Data-Driven Analysis of Distributed Air Quality Monitoring Data Reveals Hyperlocal Insight

Jiajun Gu, Jintao Gu, and K. Max Zhang

Distributed air quality sensor networks have been established in many cities in the world to continuously monitor concentrations of various air pollutants detrimental to human health. There is great interest in developing new analytical techniques capable of generating useful insights from sensor networks. In this study, we applied data-driven techniques, including machine-learning modeling and network analysis, to predict the spatial and temporal trends of NO2 and PM2.5 concentrations and identify local emission sources using data from the Breathe London project, where more than 100 low-cost air quality sensor pods were installed on lamp posts and buildings throughout the region of Greater London, England.
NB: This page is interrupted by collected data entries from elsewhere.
PR #153, opened 2020-03-31
main: add new flags

AlexNPavel:
This is an intermediate PR that changes the variable name of `flag` to `flagset` in the main function and adds new flags for the bugzilla and github clients that will be added via #151. It is necessary to add them in a separate PR because the changes from #151 will result in the release-controller crashing if it is not provided the flags. This PR allows us to make the required changes to the running deployments ahead of time.

/cc @stevekuznetsov

### DIFF
--- a/OWNERS
+++ b/OWNERS
@@ -1,2 +1,3 @@
 approvers:
 - smarterclayton
+- stevekuznetsov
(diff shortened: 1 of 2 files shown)


AlexNPavel:
Also add @stevekuznetsov as an approver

During the network analysis, we defined the general temporal trends of pollutant concentrations driven by the regional phenomena among the sensor network and used them as reference to identify the local anomalous concentrations and the associated local drivers. In parallel, we implemented machine learning models to predict the spatial and temporal trends of pollutants using meteorological and land-use features. While the machine-learning models can effectively capture the general trends, we found that the poor performances were often indicative of local emission sources, consistent with those in the network analysis. A major accomplishment of this study is the identification of the influence of local emissions sources that have been poorly characterized in the emission inventories such as cooking and unpaved surfaces. Better understanding these emission sources will help inform new policy that can improve pollution and empower local communities to take local actions to address their air pollution problems.